| Jyoti Basu and Buddhadeb Bhattacharjee at the CPM headquarters on Alimuddin Street; (below) Brinda Karat at the hospital to see Biswas. Pictures by Sanjoy Chattopadhyaya and Amit Datta
Calcutta, March 20: The condition of state CPM secretary Anil Biswas, who was admitted to a private hospital following a massive brain haemorrhage on Saturday evening, is still 'critical but stable'.
Although Biswas's neurological status remained unchanged, his pulse and blood pressure became stable, a medical bulletin released this afternoon said. 'Repeat CT scan this morning shows marginal improvement.'
Biswas fell ill at home after a hectic eight-hour day at the party headquarters during which he ate nothing. He chaired a marathon meeting of the CPM state committee and was about to rush for the station from home to catch a train to Malda for party work when he started feeling unwell.
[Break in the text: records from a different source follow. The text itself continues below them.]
PR #1958, opened 2026-09-21
The chat baseline seed reads delivery off its own loop's echat writes, so a full another sender hands a loop client after its status send pops and marks nothing

lczh:
Tier: fix

**The defect.** The baseline seed that #1943 gated on delivery read its signal after the send loop: whether some client in the loop held a base for the session once the loop had run. That is a state read, not the loop's own event. A base another whole-frame sender wrote on one of the loop's clients between that client's status send and the read counted as this loop's delivery, so a pass that handed its build to nobody (every client holding the tab as a skeleton) seeded all the same, and since its list differed from the one the other sender had just seeded, the detector popped the other sender's list and marked the session: one pop and mark, and the next cycle re-sent every base holder the whole session as a change-0 full with a diagnostic row each. The reachable shape is a targeted push (a backend thread, no lock across its loop) over a tab every page holds as a skeleton, preempted after its last status send while one page's reader thread answers that page's ask for the tab whole with the connect push that hands it the full and seeds.

**The fix.** Delivery is reported from the write itself. The two session-frame senders that write a client's base entry (the locked index-wire sender and the proto-2 sender it delegates to) record the session on a per-thread delivery ledger beside each of their entry writes; each seed call site (the pusher's connect road and the targeted push) opens the ledger around its own per-client loop and seeds only when that loop recorded the session, in place of the read of the clients' bases after the loop. The ledger is a thread-local set opened by a context manager, so a sender that runs inside another's loop on the same thread records on its own ledger and hands the enclosing one back untouched, and another thread's writes never reach it. The signal means an entry was written for this frame: the proto-2 sender's empty list writes none, a socket before its ready writes none, a status frame and a withheld client write none, and the lazy serialization's state is not consulted (the proto-2 sender never materializes it). The entry has one other writer, the history reply's edge advance in the dispatcher, which only rewrites an entry the client already holds and hands the client a history reply and no session frame: it is deliberately not a delivery and records nothing. The helper that read the clients' bases is removed, since nothing read it, so the lock-discipline pin the review proposed for it has nothing left to pin. Both call sites keep their absent-or-empty baseline check.

This change follows the seed-on-delivery fix (#1943) and the empty-build fix (#1954) from the same review, both merged; it sits on the second's commit.

**Wording.** The proto-2 sender's comment on the empty-list pop names the delivery signal as the third reader of the entry's writes and states that the pop records nothing on it, in place of its closing sentence about a future reader. The seed's docstring opens with "first whole frame to reach a client", as the reference and the meter's docstring do, describes the write-time signal where it described the helper, and cites tests 29 to 33 and the third part of test 11_d for the no-delivery roads.

**Validation.**
- Red first, the kernel swapped to the base's text and restored byte for byte: test 38 of the skeleton-reconnect module fails at its mark assertion (the session marked with count 3, the other sender's baseline popped). Test 39, the pin for the targeted push's absent-or-empty check, is green at the base and red under the drift it pins (that site changed to a None-only check: the first content frame over an empty baseline seeds nothing).
- Green after, one module at a time: skeleton-reconnect 63 (61 at the base), chat-delta-resync 12, kernel-pusher-snapshot 31, cold-tab-gate 22, chat-pages 43, chat-split 55, chat-window-spans 8, kernel 460, perf-bench 49, perf-stats 66, chat-fixed-cost-memos 44, chat-empty-build-guard 5, injected-voice 10; the getsource-pinned modules feed-first-cold-push 7, files-pane 27, first-cycle-stage-split 19, kernel-tabs-first 7, pusher-change-gates 13, settings-page 10, single-flight-builds 11, stat-rule-readers 15, timeline-skeleton-dedup 4, wire-once-per-build 24, comment-threads 115.
- The static pin scan over 8770 source literals lost nothing; the source-text pins on the two senders and the two call sites hold as written.

Follows the post-merge review of #1943.


ksarma:
Evidence for this note was executed against 347e21d82, the merge commit of #1958, whose second parent is the PR head 9c21bb3d1; every file and line reference here is on 347e21d82. The merge's other side changes kernel/kernel.py only in the warmer and the feed memo, so the cited code is unchanged from the PR head; there the lines from 33988 to 34017 carry the same numbers, every kernel line cited from 51648 on is numbered 28 less, and the test file is identical at both.

The change moves the baseline seed's delivery signal from a read of the clients' bases after the send loop to the loop's own writes. `_chat_delivery` (kernel/kernel.py:33992 to 34005) opens a fresh set on the thread-local at line 33988 and restores the enclosing set in its finally block. `_note_chat_handed` (34008 to 34017) adds the sid to the open set, and is called beside each of the four echat entry writes (51648, 51734, 51822, 51835). Both seed call sites open the set over their per-client loop (55016 and 55661) and read it after the loop (55072 in the pusher, whose loop serves the cycle and the connect push; 55664 in the targeted push), each still behind the absent-or-empty check.

Read and executed, the body's account matches the code. The entry's four writers each note on the next line, and the history reply's edge advance (69433 to 69435) rewrites only an entry the client already has and notes nothing; a status frame to a client with the tab as a skeleton, a withheld client, a socket before its ready and the proto-2 empty list write no entry and record nothing; and the two tail-road notes cannot decide a seed, since with no baseline `_chat_diff` returns 0 and neither sender takes a tail branch. The same-thread nesting is pinned by execution: restoring None in place of the enclosing set at 34005 turns tests 23, 24, 25 and 34 to 37 red, and a nested loop that reuses the enclosing set turns 31 and 38 red. The notes and the gates are pinned too: without the proto-2 full road's note at 51734 more than fifteen tests go red, 38 and 39 among them; without the index-wire full road's note at 51835 test 11_d goes red; the connect-site gate made unconditional turns 11_d, 29, 31, 32 and 38 red, and the targeted-site gate made unconditional turns 11_d, 30, 33 and 38 red. Red-first reproduces: with the base kernel (331c11210) under this test file, test 38 fails at its mark assertion (tests/test_chat_skeleton_reconnect.py:2142) with the session marked at count 3, and test 39 passes at the base and goes red only under a None-only check at the targeted site. The module is 63 passed at the merge commit, and the check runs on the merge commit and on the PR head all completed green.

## Tests

- The property the fix rests on in production, that another thread's writes never reach this thread's delivery set (the targeted push's backend thread against a page's reader thread running the connect push), is pinned by no executed test. Every test in the module drives the race on one thread through the nested stack: test 38's hook runs the connect push inline through `Handler._dispatch_ws` on the targeted push's own thread (tests/test_chat_skeleton_reconnect.py:2130), so the restore in the context manager's finally block is what keeps it green, and the module's one threaded test, test 26 (lines 1544 to 1547), drives the seed directly with no set open. In a scratch copy at 347e21d82 with kernel/kernel.py:33988 changed from `threading.local()` to a process-global object, the module stays 63 passed (63 at the merge commit too), the threaded modules test_single_flight_builds (11), test_queued_copy_identity (29) and test_chat_fixed_cost_memos (44) stay green, and no file under tests/ names the thread-local, the context manager or the note helper. A two-thread probe (open the set on the main thread; a joined thread calls `_note_chat_handed(S3)` with no set open; a joined thread opens its own set and notes S2; the main thread notes S1) reads {S1} on the main thread and {S2} on the other at the merge commit, and {S1, S3} on the main thread under the mutant. The consequence: a later edit that makes the record a module-level set or a shared object (a refactor, a memo) reintroduces the defect this PR fixes while the module stays at 63 passed; another thread's echat write on a loop client counts as this loop's delivery, the status-only pass seeds, pops the other sender's list and marks the sid, and the next cycle sends every client with a base a change-0 full with a row each. One refinement to that consequence: with the stack kept and only the thread-locality dropped, the base's defect needs the reader thread's set opened before the targeted push's (A opens, B opens, B notes, B closes, A reads is clean under the mutant; B opens, A opens, B notes puts B's write on A's set and loses it from B's own), so the same mutant also makes a connect push that handed a full seed nothing, and a module-level set fails under every ordering.

  A fix: an executed test beside test 38 that opens `km._chat_delivery()`, starts and joins a thread calling the note helper with S3 and no set open and one that opens its own set and notes S2, then notes S1 on the test's thread, and asserts this thread's set reads {S1} and the other thread's {S2}; green at 347e21d82, red under the process-global mutant, join-based with no timing. The isolation is carried by the one assertion that this thread's set reads {S1} (the no-set thread's S3 lands on it under the mutant); the other thread's own set reading {S2} is true under both, so that half pins only that a thread's own loop records, not the isolation. The test's comment can state why the pin is on the set being per thread rather than on test 38 replayed across two threads: test 38's order (the targeted push's set opened first, the connect push's opened and closed inside it) is clean even under a process-global stack, so a two-thread replay of it would not go red; the production order the mutant breaks is the reader thread's set opened before the targeted push's, where the mutant both counts B's write as A's and drops it from B's own. An optional second assertion covers that lost write: open the other thread's set before this thread's (an Event), note S2 on it after this thread's is open, and assert it still reads {S2}.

That night, an hour-long operation was carried out to drain a clot in the right temporo-parietal region of his brain.
Doctors attending to him today appeared divided in their approach to the management of the patient whose vital organs run the risk of coming under strain if he continues to be on the life support system too long.
The difference in approach became evident in the morning when the doctors debated a third surgical intervention for lessening the pressure that built up in the ventricles on both sides of the brain following the second surgery last evening.
London-based neurosurgeon R.P. Sengupta, who was contacted by the CPM for advice through its UK network, reached Calcutta this morning ' about 12 hours late because of a dislocation of his flight schedule.
He examined the reports and suggested an immediate ventriclostomy ' using an external channel ' on the relatively unaffected left side of the brain to drain the cerebro- spinal fluid. The process, Sengupta said, would help release the pressure of the cerebro-spinal fluid.
The suggestion, however, did not find favour with the medical board overseeing Biswas's health.
The seven-member board headed by R.N. Roy and including S.P. Garai, Sandip Chatterjee, B. Mahanti, Trishit Roy and S.B. Roy decided not to go for the third intervention as they did not see 'any further clinical deterioration' of his condition.
The ventriclostomy was put on hold in view of Biswas's improved renal functioning and stable blood pressure. 'We hope to dissolve the blood material with medicines,' one of the doctors said.
Doctors said a shunt was implanted yesterday to drain the cerebro-spinal fluid into Biswas's peritoneum (or the space around the intestines).
Another CT scan will be done tomorrow and the board will review his condition.
Sources said CPM politburo member Brinda Karat left for Delhi this evening with a set of Biswas's medical reports for consultation with experts there.